2470.52 – Teapot Trade

Katie imports brown English teapots for a local Curiosity Shop. They cost her a certain amount $c$ , and her profit, when she sells them in the shop, is $x\%$ of this amount. Her mother has just found a new and cheaper source of teapots. They will now cost Katie $8$ percent less. Does she lower her price in the shop? Never! She maintains the same price and her profit now turns out to be $(x + 10)$ percent. What was her original profit $x$ ?

. (Thanks, Mom)

$12\%$
$15\%$
$30\%$
$50\%$
$75\%$

Solution

If $c$ is the original cost to Katie, then $\left(\dfrac{x}{100}\right) \cdot c$ is her profit, which is also what Curiosity Shop must mark-up Katie's price in order that she obtain this profit.

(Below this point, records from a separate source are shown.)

PR #286, opened 2022-11-24
[Feature] Transactions matching

Civolilah:
Here is a proposed solution for matching transactions. Here is the screenshot of what it looks like:

transactionMatch

Screenshot 2022-12-04 at 17 19 50

@turbo124 As we discussed in slack, I implemented this feature with a collapsible card from Transactions table. With this setup we missed some keywords in the resource file: `delete_transaction`, `archive_transaction`, `transaction_details`.


turbo124:
@Civolilah 

Matching should be done from the Transaction list page. It looks like it is nested in the settings here? I think the flutter app has the correct UI/UX here for this.

I would suggest refactoring to make it identical to flutter.

I'll make sure we have the correct translation string.

Invoices will always have a number, but vendor should only have the vendor name shown not the vendor number.

Civolilah:
> Here is a proposed solution for matching transactions. Here are two screenshots of what it looks like:

convertToExpense

> @beganovich We talked about filtering invoices/expenses/expense_categories, but I've checked the Flutter app multiple times and we're not hitting the API there every time the search term changes. So, I decided to show you my solution on frontend just like I did for Flutter. Tell me what you think about this proposed solution.
> 
> @turbo124 This feature has a lot of details, I hope I captured everything, but let me know if I missed anything. Also, you can notice in the second screenshot that the expense category search placeholder is incorrect. It refers to the keyword `"search_categories"`. Through the test application I noticed that we can create an invoice but without a number, so if someone associates a transaction with an invoice that does not have a number after matching on the details page it does not look good if I just leave it blank. I decided to put the keyword `"no_number"` in that place if we don't have a number for that invoice.

Civolilah:
> @Civolilah
> 
> Matching should be done from the Transaction list page. It looks like it is nested in the settings here? I think the flutter app has the correct UI/UX here for this.
> 
> I would suggest refactoring to make it identical to flutter.
> 
> I'll make sure we have the correct translation string.
> 
> Invoices will always have a number, but vendor should only have the vendor name shown not the vendor number.

@turbo124 Great catch, we did a first page PR for the transaction details page with the Settings component instead of Default and that's actually the difference where it sits. I just upgraded PR with some additional styles and tested to make sure it works. Please tell me your opinion.

Civolilah:
@turbo124 @beganovich Moved to draft until we adjust styling as we discussed on the Slack!

src/pages/settings/expense-categories/Create.tsx
```diff
@@ -56,6 +60,8 @@ export function Create() {
           toast.dismiss();
           toast.success(t('created_expense_category'));
```
Civolilah, line 61: @beganovich I did not change any part of the previously implemented logic for creating the expense category. We use the formik and the toaster directly from the package. Please let me know if I should include that part of the refactoring in this PR.

src/pages/settings/expense-categories/Edit.tsx
```diff
@@ -72,16 +72,17 @@ export function Edit() {
...
             ? setErrors(error.response?.data)
             : toast.error(t('error_title'));
         })
-        .finally(() => {
-          formik.setSubmitting(false);
-          queryClient.invalidateQueries(
-            route('/api/v1/expense_categories/:id', { id })
-          );
-        });
+        .finally(() => formik.setSubmitting(false));
```
Civolilah, line 85: @beganovich The same situation is here, please let me know if I have to include that part of refactoring.

src/pages/transactions/components/FilterModal.tsx
```diff
@@ -0,0 +1,87 @@
...
+            onValueChange={(value) =>
+              handleChangeSearchParams('maxAmount', value ? Number(value) : 0)
+            }
+          />
+        </div>
+        <div className="flex justify-evenly mt-3 w-full">
+          <div className="flex flex-col items-center w-1/3">
+            <p className="text-sm font-medium text-gray-500 mb-2">{`${t(
+              'start'
+            )} ${t('date')}`}</p>
```
beganovich, line 54: You are working with plain JSX here, no need to encapsulate twice.

```tsx
<p>{t('start')}</p>
```
is just fine.

src/pages/transactions/components/FilterModal.tsx
```diff
@@ -0,0 +1,87 @@
...
+                  'startDate',
+                  event.target.value ? event.target.value : ''
+                )
+              }
+            />
+          </div>
+          <div className="flex flex-col items-center w-1/3">
+            <p className="text-sm font-medium text-gray-500 mb-2">{`${t(
+              'end'
+            )} ${t('date')}`}</p>
```
beganovich, line 70: No need to encapsulate JSX.

src/pages/transactions/components/FilterModal.tsx
```diff
@@ -0,0 +1,87 @@
...
+              className="w-full border-gray-300"
+              type="date"
+              value={props.searchParams.startDate}
+              onChange={(event) =>
+                handleChangeSearchParams(
+                  'startDate',
+                  event.target.value ? event.target.value : ''
+                )
+              }
+            />
```
beganovich, line 65: Why can't we use `<InputField>` component here?

src/pages/transactions/components/FilterModal.tsx
```diff
@@ -0,0 +1,87 @@
...
+              className="w-full border-gray-300"
+              type="date"
+              value={props.searchParams.endDate}
+              onChange={(event) =>
+                handleChangeSearchParams(
+                  'endDate',
+                  event.target.value ? event.target.value : ''
+                )
+              }
+            />
```
beganovich, line 81: Why can't we use `<InputField>` component here?

src/pages/transactions/components/ListBox.tsx
```diff
@@ -0,0 +1,164 @@
...
+export function ListBox(props: Props) {
+  const [searchParams, setSearchParams] = useState<SearchInput>({
+    searchTerm: '',
+    minAmount: 0,
+    maxAmount: 0,
+    startDate: '',
+    endDate: '',
+  });
+
+  const [clientId, setClientId] = useState<string>('');
```
beganovich, line 55: `clientId` should be either string or null.

src/pages/transactions/components/ListBox.tsx
```diff
@@ -0,0 +1,164 @@
...
+    useState<boolean>(false);
+
+  const [isInvoicesDataKey, setIsInvoicesDataKey] = useState<boolean>(false);
+
+  const isItemChecked = (itemId: string) => {
+    return Boolean(props.selectedIds?.find((id) => id === itemId)?.length);
+  };
+
+  const selectItem = (itemId: string, clientId?: string) => {
+    setClientId(clientId || '');
```
beganovich, line 79: This it not good way of handling something "that doesn't exists". Please make sure to use nullabe clientId.

src/pages/transactions/components/ListBox.tsx
```diff
@@ -0,0 +1,164 @@
...
+          isFilterModalOpened={isFilterModalOpened}
+          setSearchParams={setSearchParams}
+          setSelectedIds={props.setSelectedIds}
+        />
+      </div>
+      <ul
+        className="flex flex-col justify-start overflow-y-auto"
+        style={{
+          height: isInvoicesDataKey ? 400 : 200,
+        }}
```
beganovich, line 146: Can we use Tailwind here?

src/pages/transactions/components/SearchArea.tsx
```diff
@@ -0,0 +1,105 @@
...
+  ) => {
+    props.setSearchParams((prevState) => ({
+      ...prevState,
+      [property]: value,
+    }));
+  };
+
+  return (
+    <>
+      <CreateExpenseCategoryModal
```
beganovich, line 54: This should probably be encapsulated within expense category selector.

src/pages/transactions/components/SearchArea.tsx
```diff
@@ -0,0 +1,105 @@
...
+        visible={isCreateExpenseCategoryModalOpen}
+        setVisible={setIsCreateExpenseCategoryModalOpen}
+        setSelectedIds={props.setSelectedIds}
+      />
+
+      <CreateVendorModal
+        visible={isCreateVendorModalOpen}
+        setVisible={setIsCreateVendorModalOpen}
+        setSelectedIds={props.setSelectedIds}
+      />
```
beganovich, line 64: This should be encapsulated into vendors selector.

src/pages/transactions/components/TransactionMatchDetails.tsx
```diff
@@ -0,0 +1,191 @@
...
+
+  const [isFormBusy, setIsFormBusy] = useState<boolean>(false);
+
+  const [invoiceIds, setInvoiceIds] = useState<string[]>();
+
+  const [vendorIds, setVendorIds] = useState<string[]>();
+
+  const [expenseCategoryIds, setExpenseCategoryIds] = useState<string[]>();
+
+  const convertToPayment = (event: FormEvent<HTMLFormElement>) => {
```
beganovich, line 54: We rarely wanna expose direct events. Any chance you can make this function accepts the data instead of global event?

src/pages/transactions/components/TransactionMatchDetails.tsx
```diff
@@ -0,0 +1,191 @@
...
+        })
+        .catch((error: AxiosError) => {
+          console.error(error);
+          toast.error();
+        })
+        .finally(() => setIsFormBusy(false));
+    }
+  };
+
+  const convertToExpense = (event: FormEvent<HTMLFormElement>) => {
```
beganovich, line 91: Same as previous one.

src/pages/transactions/components/TransactionMatchDetails.tsx
```diff
@@ -0,0 +1,191 @@
...
+    if (props.transactionDetails.status_id !== TransactionStatus.Converted) {
+      props.setActionButton(
+        <ConvertButton
+          isFormBusy={isFormBusy}
+          isCreditTransactionType={props.isCreditTransactionType}
+          onClick={
+            props.isCreditTransactionType ? convertToPayment : convertToExpense
+          }
+        />
+      );
```
beganovich, line 145: This could be an anti-pattern. Can you explain why we are carrying whole JSX element to the props setter?

src/pages/transactions/routes.tsx
```diff
@@ -52,15 +51,6 @@ export const transactionRoutes = (
...
     />
-    <Route
-      path=":id"
-      element={
-        <Guard
-          guards={[() => permission('view_transaction')]}
-          component={<Transaction />}
-        />
-      }
-    />
```
beganovich, line 63: I am not sure we wanna nuke whole page. @turbo124 do we want this? We are deleting page to view single transaction and making it visible only if we click on the table row (slideover).

beganovich (changes requested):
Looks good, few changes needed.

src/common/interfaces/transactions.ts
```diff
@@ -53,9 +53,3 @@ export interface TransactionResponse {
   update_at: number;
   vendor_id: string;
 }
-
-export interface TransactionDetails {
-  amount?: number;
-  date?: string;
-  currency_id?: string;
-}
```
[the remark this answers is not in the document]
Civolilah: Actually, I realized that I don't need one more interface if I can you one that you actually made. So, I'm using only Transaction interface that you made earlier.

src/components/cards/CollapseCard.tsx
```diff
@@ -0,0 +1,93 @@
...
+import { Dialog, Transition } from '@headlessui/react';
+import CommonProps from 'common/interfaces/common-props.interface';
+import { MdClose } from 'react-icons/md';
+import classNames from 'classnames';
+
+interface Props extends CommonProps {
+  visible: boolean;
+  setVisible: Dispatch<SetStateAction<boolean>>;
+  title?: string;
+  actionChildren?: ReactNode;
```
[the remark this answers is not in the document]
Civolilah: Yes, I understand your point, but on the example of this component that they kept a place reserved for actions only. So I got the idea to make this option, you can pass a button or any ReactNode element, but of course if it's not good for some solution you can only make it in normal children. I just wanted to make more options. In my opinion in this case it seems much better to pass this element which is at the end of the component. I think in some cases where you can immediately pass the button to this component is a very good option. Additionally, we don't need to worry about centering or any styling of the action elements, it's at the end of the component by default.

src/components/cards/CollapseCard.tsx
```diff
@@ -0,0 +1,93 @@
...
+                      </div>
+                      <div className="flex flex-1 flex-col justify-between items-center">
+                        <div className="divide-y divide-gray-200 w-full">
+                          {props.children}
+                        </div>
+                      </div>
+                    </div>
+                    {props.actionChildren && (
+                      <div className="flex justify-center px-4 py-4">
+                        {props.actionChildren}
```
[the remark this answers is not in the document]
Civolilah: I explained this part in more detail in a previous comment, but the idea is really just the children that are associated with the actions at the bottom of the slider.

src/pages/transactions/common/hooks/useTransactionColumns.tsx
```diff
@@ -68,13 +67,6 @@ export function useTransactionColumns() {
     {
       id: 'description',
       label: t('description'),
-      format: (value, transaction) => {
-        return (
-          <Link to={route('/transactions/:id', { id: transaction.id })}>
-            {value}
-          </Link>
-        );
-      },
```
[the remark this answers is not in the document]
Civolilah: In this implementation, all the details we had on the Details page are in the slider. So we don't have the route details anymore, so it's been removed. If we have a description, we'll just display the plain text in the column.

src/common/queries/expense-categories.ts
```diff
@@ -14,20 +14,29 @@ import { request } from 'common/helpers/request';
...
-      endpoint(
-        '/api/v1/expense_categories?per_page=:perPage&page=:currentPage&sort=:sort',
-        {
-          perPage: params.perPage,
-          currentPage: params.currentPage,
-          sort: params.sort ?? 'id|asc',
-        }
-      )
-    )
+export function useExpenseCategoriesQuery(params?: Params) {
```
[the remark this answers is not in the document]
Civolilah: changed

src/common/queries/vendor.ts
```diff
@@ -35,3 +37,20 @@ export function useBlankVendorQuery() {
     { staleTime: Infinity }
   );
 }
+
+export function useVendorsQuery(params?: Params) {
```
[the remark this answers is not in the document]
Civolilah: removed

src/components/DataTable.tsx
```diff
@@ -259,7 +262,11 @@ export function DataTable(props: Props) {
             data?.data?.data?.map((resource: any, index: number) => (
               <Tr
                 key={index}
-                onClick={() => document.getElementById(resource.id)?.click()}
+                onClick={() =>
+                  props.setResourceId
+                    ? props.setResourceId(resource.id)
+                    : document.getElementById(resource.id)?.click()
+                }
```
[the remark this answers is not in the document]
Civolilah: done

src/components/cards/CollapseCard.tsx
```diff
@@ -0,0 +1,93 @@
...
+
+interface Props extends CommonProps {
+  visible: boolean;
+  setVisible: Dispatch<SetStateAction<boolean>>;
+  title?: string;
+  actionChildren?: ReactNode;
+  size: 'extraSmall' | 'small' | 'regular' | 'large' | 'extraLarge';
+}
+
+export function CollapseCard(props: Props) {
```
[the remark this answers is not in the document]
Civolilah: Changed to Slider, is it okay?

src/pages/invoices/common/queries.ts
```diff
@@ -0,0 +1,45 @@
...
+import { request } from 'common/helpers/request';
+import { GenericSingleResourceResponse } from 'common/interfaces/generic-api-response';
+import { Invoice } from 'common/interfaces/invoice';
+import { Params } from 'common/queries/common/params.interface';
+import { useQuery } from 'react-query';
+
+interface InvoiceParams extends Params {
+  client_status?: string;
+  client_id?: string;
+  without_deleted_clients?: boolean;
```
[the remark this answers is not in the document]
Civolilah: changed

src/pages/invoices/common/queries.ts
```diff
@@ -0,0 +1,45 @@
...
+}
+
+export function useInvoicesQuery(params?: InvoiceParams) {
```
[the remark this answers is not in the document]
Civolilah: changed

src/pages/settings/expense-categories/Edit.tsx
```diff
@@ -72,16 +72,17 @@ export function Edit() {
         .catch((error: AxiosError) => {
           toast.dismiss();
 
+          queryClient.invalidateQueries('/api/v1/expense_categories');
+
+          queryClient.invalidateQueries(
+            route('/api/v1/expense_categories/:id', { id })
+          );
```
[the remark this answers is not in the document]
Civolilah: No, it's not enough. I've tested it but the data won't be fetched again if I turn off invalidate query for endpoint with id. In my opinion this is fine if it works like this because actually ``/api/v1/expense_categories'' and ``/api/v1/expense_categories/:id'' are two different endpoints.

src/pages/settings/expense-categories/Edit.tsx
Civolilah: done

src/pages/transactions/common/queries.ts
```diff
@@ -28,3 +31,21 @@ export function useTransactionQuery(params: { id: string | undefined }) {
...
+      client_status: 'unpaid',
+      filter,
+      client_id,
+    });
+  } else if (dataKey === 'vendors') {
+    return useVendorsQuery({ filter });
+  }
+
+  return useExpenseCategoriesQuery({ filter });
+}
```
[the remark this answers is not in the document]
Civolilah: Great to know, thanks! Then, I changed it and move all queries to ListBox component without conditions.

src/pages/transactions/components/ConvertButton.tsx
```diff
@@ -0,0 +1,39 @@
...
+    >
+      {<MdContentCopy fontSize={22} />}
+      <span>
+        {props.isCreditTransactionType
+          ? t('convert_to_payment')
+          : t('convert_to_expense')}
+      </span>
+    </Button>
+  );
+}
```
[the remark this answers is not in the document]
Civolilah: Yeah, actually that is just one button with some specfic details button and we don't need to create component because of that. So, this component has been removed.

src/pages/transactions/components/CreateExpenseCategoryModal.tsx
```diff
@@ -0,0 +1,120 @@
+/**
```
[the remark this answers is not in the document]
Civolilah: done

src/pages/transactions/components/CreateVendorModal.tsx
```diff
@@ -0,0 +1,119 @@
+/**
```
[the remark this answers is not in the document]
Civolilah: done

src/pages/transactions/components/FilterModal.tsx
Civolilah: changed

src/pages/transactions/components/FilterModal.tsx
Civolilah: I was not able to resize them at that moment, but now I tried with one more solution and resolve it. So, now we use InputField! Changed!

src/pages/transactions/components/ListBox.tsx
```diff
@@ -0,0 +1,164 @@
...
+import { SearchArea } from './SearchArea';
+import { useTransactionMatchResourceQuery } from '../common/queries';
+import { ListBoxItem } from './ListBoxItem';
+
+export interface ResourceItem {
+  id: string;
+  name: string;
+  number: number;
+  clientName: string;
+  client_id: string;
```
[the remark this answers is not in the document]
Civolilah: sure, changed

src/pages/transactions/components/ListBox.tsx
```diff
@@ -0,0 +1,164 @@
...
+  maxAmount: number;
+  startDate: string;
+  endDate: string;
+}
+
+interface Props extends CommonProps {
+  transactionDetails: TransactionDetails;
+  dataKey: 'invoices' | 'categories' | 'vendors';
+  setSelectedIds: Dispatch<SetStateAction<string[] | undefined>>;
+  selectedIds: string[] | undefined;
```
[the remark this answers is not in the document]
Civolilah: Sure, changed

src/pages/transactions/components/ListBox.tsx
Civolilah: changed

src/pages/transactions/components/ListBox.tsx
Civolilah: Actually, they use the same way of handling this lists with ul element. https://tailwindui.com/components/application-ui/lists/stacked-lists

In our case I must to limit the height because of the screen size and behaviour on the screen if we get overflow.

src/pages/transactions/components/TransactionMatchDetails.tsx
Civolilah: Actually the data is within the component so we don't have to pass it `const [invoiceIds, setInvoiceIds] = useState<string[]>();` and then I use it later within in the function: `invoiceIds.join(','),`. Event here is just to prevent default.

src/pages/transactions/components/TransactionMatchDetails.tsx
Civolilah: I replied above!

src/pages/transactions/components/TransactionMatchDetails.tsx
Civolilah: The logic has been changed, now we use the button in this component so we don't have to pass it to another one.

src/pages/transactions/routes.tsx
Civolilah: Here's minor work to return previous logic. But it was obvious to me not to duplicate places for the same data, so I removed the route and kept it only on the Slider.

src/pages/transactions/components/Details.tsx
```diff
@@ -8,31 +8,215 @@
...
+    id: transaction?.vendor_id || '',
+  });
+
+  const { data: expenseResponse } = useExpenseQuery({
+    id: transaction?.expense_id || '',
+  });
+
+  const { data: expenseCategoryResponse } = useExpenseCategoryQuery({
+    id: transaction?.ninja_category_id || '',
+  });
```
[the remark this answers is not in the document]
Civolilah: done

src/pages/transactions/components/SearchArea.tsx
Civolilah: done

src/pages/transactions/components/SearchArea.tsx
Civolilah: done

turbo124:
@Civolilah 

Looking really good.

One small thing.

Can we please disable the Convert to Expense / Convert to payment button until the user has select an invoice OR a vendor/category please.

At the moment there is no feedback, so disabling the button until we are in a valid state would be the best UX.

Civolilah:
> @Civolilah
> 
> Looking really good.
> 
> One small thing.
> 
> Can we please disable the Convert to Expense / Convert to payment button until the user has select an invoice OR a vendor/category please.
> 
> At the moment there is no feedback, so disabling the button until we are in a valid state would be the best UX.

@turbo124 

Thanks!

Yes, of course, you are right. It's just implemented. So, if there are no selected invoices if we are talking about the CREDIT type or if there is no selected vendors or expense categories if we are talking about the DEPOSIT type, button will be disabled!

turbo124:
@Civolilah 👍

turbo124:
@Civolilah 

Small things, please replace translation streing transaction_details with the description of the transaction

image

We may want to concatenate to ensure no overflow

For the search box for expense categories, please pass a blank string for :count, this will remove that particular place holder :)

beganovich:
Marking this as draft, since Dave requested further changes.

Civolilah:
> @Civolilah
> 
> Small things, please replace translation streing transaction_details with the description of the transaction
> 
> image
> 
> We may want to concatenate to ensure no overflow
> 
> For the search box for expense categories, please pass a blank string for :count, this will remove that particular place holder :)

Sure, it's implemented! This is how it looks when we enter the description (the full description will be displayed if it is shorter than 35 characters, if it is more than that we will only display `...` as the end of the title):

Screenshot 2022-12-07 at 13 21 05

When we don't have any description the date will be displayed instead:

Screenshot 2022-12-07 at 13 16 36

Also, for placeholder, I'm not sure that I'm able to remove `:count`, because I just use keyword `search_categories` for string in the placeholder. I think that we have to correct this keyword to fix this. Of course, please let me know, if I miss something.

beganovich:
Looks good, I think this is last round of changes. Following needed, from UX/UI perspective.

1. Slideover animation is **too slow**. Can you adjust it to be same as modals and dropdown?
2. Top bar of the slideover look *disabled*. I don't think this gray fits well. My suggestion would be to add `bg-white border-b` as this aligns with rest of components.
3. "Search invoices" also looks disabled. Is it possible to use standard input field component? If not, try to copy styles from it, at very least.
4. Action button / action button container doesn't have proper transparency configuration. See the screenshot.
5. Make sure to merge latest `develop` as there were some big changes (upgrade to React 18) and fix merge conflicts.

image

I think after these changes it should be fine to merge. @turbo124 if you have time, glance over this once again to make sure everything works properly.

turbo124:
@Civolilah 

Looks good :+1: 

One small thing. If i add multiple categories from transaction matching page. the list does not update and the first category remains selected. We'll want to ensure the last created category is set as checked

turbo124:
@beganovich this LGTM now :+1:

Civolilah:
> 

@beganovich All things that you mentioned are adjusted.

1. Animation is the same as on modal
2. The top part of the slider has bg white and the border bottom
3. Removed styling so it now looks like a user-usable field, but not a disabled field
4. I got the idea to fit the content better so this problem was removed after that, the button will always be at the bottom, so for this the opacity doesn't matter
5. Any changes you have merged evolve from your branch are also merged into this one
6. Yes, you are right, I had to link it, so now we have the color change on hover, but also the links.

@beganovich @turbo124 I know David replied to the comment that everything looks good for functionality, but just to confirm again that I can't find a single little bug on my end. We talked about it on Slack.

beganovich:
Looking good, but you got the animation part wrong. Animation shouldn't be the same as modals/dropdowns, just the *speed of animation*. We still want to keep the "slide" animation.

Civolilah:
> Looking good, but you got the animation part wrong. Animation itself shouldn't be the same as modals/dropdowns (fade), just the _speed of animation_. We still want to keep the "slide" animation.

Oh, sorry, I thought you wanted the same behavior as for the modal. Now it is adjusted and duration of `enter` is set to 300 milliseconds and `leave` is set to 200 milliseconds same for modals.

beganovich:
Looks great, thanks 👍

Thus the selling price in the Curiosity Shop is

$\text{Price } = \text{ Cost } + \text{ Markup} = c + \dfrac{xc}{100} = \dfrac{100c + xc}{100}.$

The new cost to Katie is $0.92 c$ , and her new profit is $(x + 10)/100 \cdot (0.92c)$ . The new selling price is

$\text{New Price } = \text{ Cost } + \text{ Markup} = 0.92 c + \dfrac{(x + 10)(0.92c)}{100} = \dfrac{92c + (x + 10)(.92c)}{100}.$

But the new and old prices are the same. So,

$100c + xc = 92c + (x + 10)(.92c)$

$8c + xc = .92 xc + 9.2 c,$

and $c$ cancels! We find that

$8 + x = .92 x + 9.2,$

$-08 x = 1.2,$

$x = 15.$

The original profit was (b) $15$ percent.